One feature of the fuel cell assembly is that the operating temperature of the electrochemically active portion directly affects the useful life of the assembly. For example, FIG. 2 is a float 50 showing the decay factor relative to 400 ° F (204 ° C) over operating temperature. Curve 52 shows an example of the relationship between attenuation in battery performance and temperature. As can be seen from Fig. 2, when the temperature is high, the attenuation rate also increases, resulting in shortening the useful life of the fuel cell. According to an exemplary implementation of the present invention, the relationship between temperature and performance over time is used as a deciding factor when selecting the operating temperature range of the fuel cell assembly.

According to a typical method, the operating environment of the phosphate fuel cell power unit was chosen to reach maximum initial performance and initial power unit efficiency. This method requires an operating temperature that is set based on the limits of the materials in the cell stack assembly. This method does not consider performance degradation as a determinant when selecting operating temperatures for the electrochemically active portion 40. Thus, the exemplary methods described above in this description are based on determinants that are not used in typical methods.

Examples of fuel cell assemblies designed in accordance with embodiments of the present invention include an average operating temperature range for the electrochemically active portion 40 selected to achieve at least a minimum level of performance (ie, allowable power output) for at least the selected time. do. In one embodiment, the average operating temperature of the electrochemically active portion 40 is within a range between about 340 ° F (171 ° C) to about 360 ° F (182 ° C).
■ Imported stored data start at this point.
PR #1066, opened 2019-01-25
no bug - Update README and VS Code tasks for morbo dev server

purelogiq:
Updates the readme to let new users know that they have to run
`start_morbo` before they can visit bmo-web.vm.

Also updates the VS Code tasks to work again.


purelogiq:
@dylanwh Morbo is awesome, it's a much faster dev cycle not having to wait for a provision every change. Especially interested to get @kyoshino's review since he made the original VS Code tasks.

PR #1067, opened 2019-01-25
Bug 1461492 - Add an optional regressed-by field in bugs

kyoshino:
Add the new regression fields, **Regressed by** and **Regresses**, based on the current **Depends on** and **Blocks** implementation. In addition to bug pages, these fields will appear everywhere including the search page and bug lists, and are also available via the API. Views corresponding to dependency trees/graphs are not yet implemented.

This is a built-in feature rather than custom fields provided by an extension. Bugzilla admins can disable the functionality by using the `use_regression_fields` parameter, if needed.

## Bugzilla link

[Bug 1461492 - Add an optional regressed-by field in bugs](https://bugzilla.mozilla.org/show_bug.cgi?id=1461492)


Bugzilla/BugMail.pm
```diff
@@ -133,10 +133,10 @@ sub Send {
     }
   }
 
-  # Add dependencies to referenced bug list on new bugs
+  # Add dependencies and regressions to referenced bug list on new bugs
   if (!$start) {
-    push @referenced_bugs, @{$bug->dependson};
-    push @referenced_bugs, @{$bug->blocked};
+    push(@referenced_bugs,
+      map { @{$bug->{$_}} } qw(dependson blocked regressed_by regresses));
```
dylanwh:
```suggestion
      map { @{$bug->$_} } qw(dependson blocked regressed_by regresses));
```

dylanwh: You can call methods like `$obj->$method` if `$method` contains a method name.

Bugzilla/BugMail.pm
```diff
@@ -595,7 +595,7 @@ sub _get_diffs {
       $diff->{num}       = $comment->count;
       $diff->{isprivate} = $diff->{new};
     }
-    elsif ($diff->{field_name} eq 'dependson' || $diff->{field_name} eq 'blocked') {
+    elsif ($diff->{field_name} =~ /^(dependson|blocked|regress(ed_by|es))$/) {
```
dylanwh:
```suggestion
    elsif ($diff->{field_name} =~ /^(?:dependson|blocked|regress(ed_by|es))$/) {
```
Use a non-capture group since you don't care about the captured pattern

Bugzilla/Field.pm
```diff
@@ -285,6 +285,20 @@ use constant DEFAULT_FIELDS => (
...
   },
+  {
+    name           => 'regressed_by',
+    desc           => 'Regressed by',
+    in_new_bugmail => 1,
+    is_numeric     => 1,
+    buglist        => 1
+  },
+  {
+    name           => 'regresses',
```
dylanwh: This wording feels unnatural. Might just be me.

Bugzilla/Bug.pm
```diff
@@ -677,7 +679,8 @@ sub preload {
   # to the more complex method.
   my @all_dep_ids;
   foreach my $bug (@$bugs) {
-    push(@all_dep_ids, @{$bug->blocked}, @{$bug->dependson});
+    push(@all_dep_ids,
+      map { @{$bug->{$_} || []} } qw(dependson blocked regressed_by regresses));
```
dylanwh:
```suggestion
      map { @{$bug->$_ || []} } qw(dependson blocked regressed_by regresses));
```

Bugzilla/Bug.pm
```diff
@@ -1165,36 +1181,40 @@ sub update {
...
+          undef, $id, $self->id);
+        # Add an activity entry for the other bug.
+        LogActivityEntry($id, $other_field, '', $self->id, $user->id, $delta_ts);
+        # Update delta_ts on the other bug so that we trigger mid-airs.
+        _update_delta_ts($id, $delta_ts);
+      }
 
-    if (scalar(@$removed) || scalar(@$added)) {
-      $changes->{$type} = [join(', ', @$removed), join(', ', @$added)];
+      if (scalar(@$removed) || scalar(@$added)) {
```
dylanwh:
```suggestion
      if (@$removed || @$added) {
```

Might as well make this not needlessly use scalar

Bugzilla/Field.pm
kyoshino: My first iteration used `caused`. Then changed to `causes` but it’s also a noun, could be interpreted as the same meaning as `regressed_by`. Then thought of `introduces` but it would be used for not only for regressions but also features. Then renamed to `regresses` as suggested in the [bug](https://bugzilla.mozilla.org/show_bug.cgi?id=1461492). 

But yes, it may still sound unnatural. I think a field name should be a noun wherever possible, so `regressions` might be the best. In that case the table column name should be different, adding a few lines of tweaks.

kyoshino: Will ask in the bug about the field name.

kyoshino:
So I have renamed the `regresses` field to `regressions` while keeping the table column name. Now I’m not sure if I’m doing the right thing in `Bugzilla/Search.pm` 😼

kyoshino:
I gotta revert the renaming change because it makes the implementation complicated and may introduce potential side effects. It’s okay to use `regresses` internally while using **Regressions** as the UI label. The API field name should also remain `regressions`, which can be mapped like `bug_id`/`id` in 2 places: [Bug.pm](https://github.com/mozilla-bteam/bmo/blob/master/Bugzilla/Bug.pm#L268) and [WebService/Bug.pm](https://github.com/mozilla-bteam/bmo/blob/master/Bugzilla/WebService/Bug.pm#L392).

kyoshino:
Available for testing on https://bugzilla-dev.allizom.org/

kyoshino:
Do not merge yet until we get a green light.

kyoshino:
We gotta ship it later this week.

PR #1068, opened 2019-01-25
Bug 1524174 - Redirect to show_bug.cgi after creating bug or updating a bug

purelogiq:
With this PR post_bug.cgi and process_bug.cgi now redirect to show_bug.cgi after successfully creating/updating a bug successfully. They no longer attempt to render the show_bug page themselves, making things more consistent and less buggy.

These changes work for both the bug-modal UI and the old bug UI.

See #1085 for the update to attachments. This PR should be merged first then that one immediately afterward.

### DIFF
--- a/process_bug.cgi
+++ b/process_bug.cgi
@@ -439,7 +439,7 @@ if (Bugzilla->usage_mode != USAGE_MODE_EMAIL) {
         my $saved_sent_change = {
           id => $sent_change->{params}->{id},
           type => $sent_change->{params}->{type},
-          sent_bugmail => $sent_change->{sent_bugmail},
+          recipient_count => scalar @{$sent_change->{sent_bugmail}->{sent}},
         };
         push @saved_sent_changes, $saved_sent_change;
       }
@@ -462,9 +462,9 @@ if (Bugzilla->usage_mode != USAGE_MODE_EMAIL) {
     foreach my $sent_changes (@all_sent_changes) {
       foreach my $sent_change (@$sent_changes) {
         my $params       = $sent_change->{params};
-        my $sent_bugmail = $sent_change->{sent_bugmail};
+        my $recipient_count = scalar @{$sent_change->{sent_bugmail}->{sent}};
         $vars->{$_} = $params->{$_} foreach keys %$params;
-        $vars->{'sent_bugmail'} = $sent_bugmail;
+        $vars->{'recipient_count'} = $recipient_count;
         $template->process("bug/process/results.html.tmpl", $vars)
           || ThrowTemplateError($template->error());
         $vars->{'header_done'} = 1;
--- a/process_bug.cgi
+++ b/process_bug.cgi
@@ -429,64 +429,53 @@ foreach my $bug (@bug_objects) {
 # Delete the session token used for the mass-change.
 delete_token($token) unless $cgi->param('id');
 
-# BMO: add show_bug_format hook for experimental UI work
-my $format_params = {
-  format => scalar $cgi->param('format'),
-  ctype  => scalar $cgi->param('ctype'),
-};
-Bugzilla::Hook::process('show_bug_format', $format_params);
-if ($format_params->{format} eq 'modal') {
-  my $bug_id = $vars->{bug} ? $vars->{bug}->id : undef;
-  $C->content_security_policy(SHOW_BUG_MODAL_CSP($bug_id));
-}
-my $format = $template->get_format(
-  "bug/show",
-  $format_params->{format},
-  $format_params->{ctype}
-);
-
 if (Bugzilla->usage_mode != USAGE_MODE_EMAIL) {
-  print $cgi->header();
-
-  foreach my $sent_changes (@all_sent_changes) {
-    foreach my $sent_change (@$sent_changes) {
-      my $params       = $sent_change->{params};
-      my $sent_bugmail = $sent_change->{sent_bugmail};
-      $vars->{$_} = $params->{$_} foreach keys %$params;
-      $vars->{'sent_bugmail'} = $sent_bugmail;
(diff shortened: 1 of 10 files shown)


process_bug.cgi
```diff
@@ -27,6 +27,7 @@ use Bugzilla::Status;
 use Bugzilla::Token;
 use Bugzilla::Hook;
 
+use JSON::MaybeXS qw(encode_json);
```
dylanwh: This appears to be unused

dylanwh:
Looks good so far. I bet the tests are failing just for the missing flash messaging

process_bug.cgi
```diff
@@ -429,25 +430,34 @@ foreach my $bug (@bug_objects) {
...
+          id => $sent_change->{params}->{id},
+          type => $sent_change->{params}->{type},
+          sent_bugmail => $sent_change->{sent_bugmail},
+        };
+        push @saved_sent_changes, $saved_sent_change;
+      }
+    }
+    $Bugzilla::App::CGI::C->flash(last_sent_changes => encode_json(\@saved_sent_changes));
+
+    # Redirect thow show_bug.cgi.
```
purelogiq: typo

template/en/default/bug/process/results.html.tmpl
```diff
@@ -29,6 +29,7 @@
 [% PROCESS global/variables.none.tmpl %]
 
 [% UNLESS header_done %]
+  [% PROCESS bug_modal/header.html.tmpl %]
```
purelogiq: Hey guys, I've spent a long time on this:
Unless I manually include the bug_modal header, it doesn't get included, causing everything to render wrong (`bug/process/header.html.tmpl` below should be including it given that `show_bug.cgi` choses to use the modal format). The old `process_bug.cgi` before this PR did things very similar to what I'm doing in show_bug.cgi and the headers were included just fine.

I will keep digging into this but wanted to give an update

dylanwh:
It took a bit to understand this code, will have updates in just a sec

qa/t/test_qa_contact.t
```diff
@@ -195,9 +195,6 @@ $sel->click_ok("commit");
 # The user is no longer the QA contact, and he has no other role
 # with the bug. He can no longer see it.
 
-$sel->wait_for_page_to_load_ok(WAIT_TIME);
```
purelogiq: This test tests that if the user removes themselves in a way that they could no longer see the bug that they would see the 'Changes made to this bug ...' on the resulting Access Denied page. With the redirect flow, it's not as easy to do this since I there is a short circut somewhere beforehand that immediately renders the Access Denied page before show_bug.cgi has a chance to render the bug change results. I think removing this test is OK, we still test that the user can't see the page right below this.

qa/t/test_user_preferences.t
```diff
@@ -249,7 +249,6 @@ $sel->type_ok("comment",
 $sel->click_ok("commit");
 $sel->wait_for_page_to_load(WAIT_TIME);
 $sel->is_text_present_ok("Changes submitted for bug $bug1_id");
-$sel->is_text_present_ok("The next bug in your list is bug $bug2_id");
```
purelogiq: I think this test has been (for a while now) made obsolete by the 'bug/navigate' template partial (which shows the current/next/previous bug in the bug list your browsing). This only appears on the old bug UI as well and it is of no value IMO (it appears on the same page of the next bug, so you're already on the next bug page when you see it...).

qa/t/lib/QA/Util.pm
```diff
@@ -452,11 +452,14 @@ sub check_page_load {
...
 
-  if ($expected_uri->query_param('id')) {
-    if ($expected_uri->query_param('id') eq '__BUG_ID__') {
-      $uri->query_param('id' => '__BUG_ID__');
-    }
+  if ($expected_uri->query_param('id') and $expected_uri->query_param('id') eq '__BUG_ID__') {
+    $uri->query_param('id' => '__BUG_ID__');
+  }
+
+  if ($expected_uri->query_param('list_id') and $expected_uri->query_param('list_id') eq '__LIST_ID__') {
```
purelogiq: Tests were crashing because they expected a hard coded listid (which apparently is generated on every request and not tied to a specific/saved list). I believe it is appropriate to ignore the actual value of the list_id param, hence this function.

purelogiq:
Changes to attachments will be done in https://bugzilla.mozilla.org/show_bug.cgi?id=1524175

dylanwh:
all the tests pass! \o/

dylanwh:
You will be able to remove the hack using the urlbase because I'm going to land #1081 first.

dylanwh:
@kyoshino: Not until the second PR is done. Attachments still also render the showbug page.

purelogiq:
> Now we can remove the `history.replaceState` JavaScript magic from both [modal](https://github.com/mozilla-bteam/bmo/blob/master/extensions/BugModal/web/bug_modal.js#L1448-L1459) and [legacy](https://github.com/mozilla-bteam/bmo/blob/master/template/en/default/bug/show-header.html.tmpl#L55-L66) views 😺

@kyoshino Thanks for pointing those out, I think I will have to remove them in https://bugzilla.mozilla.org/show_bug.cgi?id=1524175 since attachments.cgi still does the old behavior.

purelogiq:
@dylanwh This is ready for review 🎉 

email-sent-receipit

kyoshino:
@purelogiq Can you please rebase this and #1085 to resolve conflicts? The bug still annoys people so we need to fix it soonish 🙂

purelogiq:
@kyoshino Will do, then I will test these changes again.

purelogiq:
@kyoshino This and #1085 are ready to go, tested and fixed selenium tests. Please merge this first before the other one.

This average operating temperature range is considered an average over the useful life of the fuel cell assembly. Of course, there will be some variation in operating temperature for known reasons.

In one embodiment, the maximum operating temperature of the electrochemically active portion 40 outside of the average operating temperature range is maintained between about 380 ° F (193 ° C) and about 400 ° F (204 ° C). Maintaining the maximum temperature below a temperature within this range reduces the performance attenuation directly related to the elevated temperature in the fuel cell assembly. In one embodiment, the maximum operating temperature of the electrochemically active portion 40 is 390 ° F (199 ° C.). This maximum operating temperature occurs mainly in the cell near the center of the cell stack between the coolers.

In one embodiment, the absolute lowest temperature of the electrochemically active portion under the operating environment is maintained at a temperature of at least 300 ° F. (149 ° C.). Maintaining the lowest temperature at least 300 ° F. (149 ° C.) is prioritized to minimize poisoning of the anode catalyst by carbon monoxide present in the reforming fuel.

As with acid condensation zones operating in a known manner, the non-electrochemically active portion of the fuel cell assembly other than the electrochemically active portion 40 may operate at lower temperatures. The acceptable range for the non-electrochemically active portion of the fuel cell assembly may be different from the range used for the electrochemically active portion and may be selected to meet the needs of a particular situation.

For example, in one embodiment coolant inlet 32 has an operating temperature of approximately 270 ° F (132 ° C) and coolant outlet 34 has an associated temperature of about 337 ° F (169 ° C). This example temperature corresponds to an average electrochemically active portion operating temperature of 350 ° F (177 ° C) and a maximum temperature of the electrochemically active portion 40 of 390 ° F (199 ° C).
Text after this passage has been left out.